Ivan Vendrov comments on Any further work on AI Safety Success Stories?

Ivan Vendrov 3 Oct 2022 21:35 UTC
1 point
0
I would be interested in a detailed analysis of pivotal act vs gradual steering; my intuition is that many of the differences dissolve once you try to calculate the value of specific actions. Some unstructured thoughts below:
1. Both aim to eventually end up in a state of existential security, where nobody can ever build an unaligned AI that destroys the world. Both have to deal with the fact that power is currently broadly distributed in the world, so most plausible stories in which we end up with existential security will involve the actions of thousands if not millions of people, distributed over decades or even centuries.

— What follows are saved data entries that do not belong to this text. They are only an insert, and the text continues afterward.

PR #1937, opened 2023-05-02
Use a utf8 command line on windows

duncanspumpkin:
Slightly convoluted as i wanted all the memory allocated cleaned up automatically so i've got a std::unique_ptr of char* and a std::vector of strings.

### DIFF
--- a/src/OpenLoco/src/Main.cpp
+++ b/src/OpenLoco/src/Main.cpp
@@ -31,14 +31,11 @@ extern "C" __declspec(dllexport) int StartOpenLoco([[maybe_unused]] HINSTANCE hI
 
     for (auto i = 0; i < argc; ++i)
     {
-        const auto srcLen = wcslen(argw[i]);
-
-        int length = WideCharToMultiByte(CP_UTF8, 0, argw[i], srcLen, 0, 0, NULL, NULL);
-        argvStrs[i].resize(length + 1);
+        int length = WideCharToMultiByte(CP_UTF8, 0, argw[i], -1, 0, 0, NULL, NULL);
+        argvStrs[i].resize(length);
         argv.get()[i] = argvStrs[i].data();
 
-        WideCharToMultiByte(CP_UTF8, 0, argw[i], srcLen, argvStrs[i].data(), length, NULL, NULL);
-        argvStrs[i].data()[length] = '\0';
+        WideCharToMultiByte(CP_UTF8, 0, argw[i], -1, argvStrs[i].data(), length, NULL, NULL);
     }
     LocalFree(reinterpret_cast<HLOCAL>(argw));
     const auto res = OpenLoco::main(argc, const_cast<const char**>(argv.get()));
--- a/src/OpenLoco/src/Main.cpp
+++ b/src/OpenLoco/src/Main.cpp
@@ -1,15 +1,11 @@
 #include "OpenLoco.h"
+#include <OpenLoco/Platform/Platform.h>
 
 #ifdef _WIN32
 #ifndef WIN32_LEAN_AND_MEAN
 #define WIN32_LEAN_AND_MEAN
 #endif
-#include <OpenLoco/Diagnostics/Logging.h>
 #include <windows.h>
-
-#include <shellapi.h>
-
-using namespace OpenLoco::Diagnostics;
 
 /**
  * The function that is called directly from the host application (loco.exe)'s WinMain. This will be removed when OpenLoco can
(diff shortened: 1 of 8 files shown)


src/OpenLoco/src/Main.cpp
```diff
@@ -5,15 +5,45 @@
...
+        argvStrs[i].resize(length + 1);
+        argv.get()[i] = argvStrs[i].data();
+
+        WideCharToMultiByte(CP_UTF8, 0, argw[i], srcLen, argvStrs[i].data(), length, NULL, NULL);
+        argvStrs[i].data()[length] = '\0';
+    }
+    LocalFree(reinterpret_cast<HLOCAL>(argw));
+    const auto res = OpenLoco::main(argc, const_cast<const char**>(argv.get()));
+
+    return res;
```
AaronVanGeffen, line 46: I'd prefer all of this to go into a Platform routine of some sort. `prepareCommandLineArgs` or some such? Can just be a null-op for posix.

src/OpenLoco/src/Main.cpp
```diff
@@ -5,15 +5,45 @@
...
+
+#include <shellapi.h>
 /**
  * The function that is called directly from the host application (loco.exe)'s WinMain. This will be removed when OpenLoco can
  * be built as a stand alone application.
  */
 // Hack to trick mingw into thinking we forward-declared this function.
 extern "C" __declspec(dllexport) int StartOpenLoco(HINSTANCE hInstance, HINSTANCE hPrevInstance, LPSTR lpCmdLine, int nCmdShow);
-extern "C" __declspec(dllexport) int StartOpenLoco([[maybe_unused]] HINSTANCE hInstance, [[maybe_unused]] HINSTANCE hPrevInstance, LPSTR lpCmdLine, [[maybe_unused]] int nCmdShow)
+extern "C" __declspec(dllexport) int StartOpenLoco([[maybe_unused]] HINSTANCE hInstance, [[maybe_unused]] HINSTANCE hPrevInstance, [[maybe_unused]] LPSTR lpCmdLine, [[maybe_unused]] int nCmdShow)
```
AaronVanGeffen, line 16: Should this still be `extern C`?

duncanspumpkin: Yeah we aren't touching the binary entry point.

IntelOrca: Are you able to keep this logic in the CommandLine class? I say this because I think it is useful to reuse the class in other projects - and converting from the char** argv is an important step.

src/OpenLoco/src/Main.cpp
```diff
@@ -5,22 +5,50 @@
...
+    int argc{};
+    auto* argw = CommandLineToArgvW(cmdline, &argc);
+
+    // This will hold a utf8 string of the command line
+    std::vector<std::string> argvStrs;
+    argvStrs.resize(argc);
+
+    for (auto i = 0; i < argc; ++i)
+    {
+        int length = WideCharToMultiByte(CP_UTF8, 0, argw[i], -1, 0, 0, NULL, NULL);
```
ZehMatt, line 30: When WideCharToMultiByte returns 0 it means it failed, right now it would just keep the string empty. We should probably check for this and at least print an error into the log.

duncanspumpkin: This is prior to initialization of the log mind.

ZehMatt: Before its initialized it defaults to printing to stdout/stderr so thats fine, it won't be in the log file but we'll see it in the terminal.

duncanspumpkin: okay done.

src/OpenLoco/src/Main.cpp
duncanspumpkin: I don't quite see why you would want to have this platform specific code in the command line class. All this is doing is getting the windows side into the same format as non windows side. Okay we could move argc/argv to std::vector into the command line class but then we are just throwing away precomputed lengths and have to mess about to handle the memory.

ZehMatt (approved):

src/Platform/src/Platform.Windows.cpp
```diff
@@ -231,6 +232,47 @@ namespace OpenLoco::Platform
...
+        std::vector<std::string> argvStrs;
+        argvStrs.resize(argc);
+
+        for (auto i = 0; i < argc; ++i)
+        {
+            int length = WideCharToMultiByte(CP_UTF8, 0, argw[i], -1, 0, 0, NULL, NULL);
+
+            if (length == 0)
+            {
+                // Sadly can't print what the argument is that is causing the issue as it needs to be in utf8...
```
LeftofZen, line 262: perhaps print the raw bytes? might be better than nothing

src/Platform/src/Platform.Windows.cpp
```diff
@@ -231,6 +232,47 @@ namespace OpenLoco::Platform
...
+        // Discard the input as it will either be ASCII or not available
+
+        // We need to get the Wide command line and convert it to utf8 command line parameters
+        const auto cmdline = GetCommandLineW();
+
+        int argc{};
+        auto* argw = CommandLineToArgvW(cmdline, &argc);
+        if (argw == nullptr)
+        {
+            std::cerr << "CommandLineToArgvW failed to convert commandline";
```
LeftofZen, line 247: should we be using the Logging library here?

src/OpenLoco/src/Main.cpp
```diff
@@ -1,26 +1,30 @@
...
+    return res;
 }
 #else
 #include "Interop/Hooks.h"
 
 int main(int argc, const char** argv)
 {
     OpenLoco::Interop::loadSections();
-    return OpenLoco::main(argc, argv);
+    return OpenLoco::main(OpenLoco::Platform::getCmdLineVector(argc, argv));
```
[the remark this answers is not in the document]
duncanspumpkin: getCmdLine is returning an rvalue as it's a temporary

src/Platform/src/Platform.Windows.cpp
duncanspumpkin: I had to remove it and switch to iostreams as diagnostic lib depends on platform.

src/OpenLoco/src/Main.cpp
IntelOrca: Because `getCmdLineVector` is related to command line, so it seems fitting it to put the command line related code in the command line related class. Even if it is a static method or an alternative constructor.

This then makes it more convenient to lift this class out and use it in another project.

duncanspumpkin: `getCmdLineVector` is now just a platform function that puts the arguments into vector of utf8 strings. I can move the call of getCmdLineVector into the command line class but the definition is platform specific so doesn't make sense for it to be in there. If I moved the construction of the std::vector (the non platform bit) into the command line class then we have issues with lifetimes of items and we loose the lengths of the arguments only to immediately recalculate them. A command line class that takes a vector of strings is much easier to test compared to one taking c strings. We would then need to account for null arguments negative arg counts... etc.

AaronVanGeffen (approved):

src/Platform/src/Platform.Windows.cpp
duncanspumpkin: hmm not sure its too wise as pretty sure iostreams would be using this function to print anyway. I can't really ever see this fail tbh.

2. Pivotal acts have stronger claims of impact, but generally have weaker claims of the sign of that impact—actually realistic pivotal-seeming acts like “unilaterally deploy a friendly-seeming AI singleton” or “institute a stable global totalitarianism” are extremely, existentially dangerous. If someone identifies a pivotal-seeming act that is actually robustly positive, I’ll be the first to sign on.
3. In contrast, gradual steering proposals like “improve AI lab communication” or “improve interpretability” have weaker claims to impact, but stronger claims to being net positive across many possible worlds, and are much less subject to multi-agent problems like races and the unilateralist’s curse.
4. True, complete existential safety probably requires some measure of “solving politics” and locking in current human values, hence may not be desirable. Like what if the Long Reflection decides that the negative utilitarians are right and the world should in fact be destroyed? I won’t put high credence on that, but there is some level of accidental existential risk that we should be willing to accept in order to not lock in our values.
- Krieger 4 Oct 2022 1:23 UTC
  1 point
  0
  Parent
  Is it even possible for a non-pivotal act to ever achieve existential security? Even if we max-ed up AI lab communication and had awesome interpretability, that doesn’t help in the long-run given that the amount of minimum resources required to build a misaligned AGI will probably be keep dropping.
  - Ivan Vendrov 4 Oct 2022 2:03 UTC
    1 point
    0
    Parent
    Depends on offense-defense balance, I guess. E.g. if well-intentioned and well-coordinated actors are controlling 90% of AI-relevant compute then it seems plausible that they could defend against 10% of the compute being controlled by misaligned AGI or other bad actors—by denying them resources, by hardening core infrastructure, via MAD, etc.
    - Krieger 4 Oct 2022 7:31 UTC
      1 point
      0
      Parent
      It seems like the exact model which the AI will adopt is kinda confounding my picture when I’m trying to imagine how “existentially secure” a world looks like. I’m current thinking there are two possible existentially secure worlds:
      The obvious one is where all human dependence is removed from setting/modifying the AI’s value system (like CEV, fully value-aligned)—this would look much more unipolar.
      The alternate is for the well-intentioned-and-coordianted group to use a corrigible AI that is aligned with its human instructor. To me, whether this scenario looks existentially secure probably depends on “whether small differences in capability can magnify to great power differences”—if false, it would be much easier for capable groups to defect and make their own corrigible AI push agendas that may not be in favor of humanity’s interest (hence not so existentially secure). If true, then the world would again be more unipolar—and its existential secureness would depend on how value-aligned the humans that are operating the corrigible AI are (I’m guessing this is your offense-defense balance example?)
      So it seems to me that the ideal end game is for humanity to end up with a value-aligned AI, either by starting with it or somehow going through the “dangerous period” of multipolar corrigible AIs and transition to a value-aligned one. Possible pathways (non-exhaustive).
      I’m not sure whether this is a good framing at all (probably isn’t), but simply counting the number of dependencies (without taking into consider how plausible each dependencies are) it just seems to me that humanity’s chances would be better off with a unipolar takeover scenario—either using a value-aligned AI from the start or transitioning into one after a pivotal act.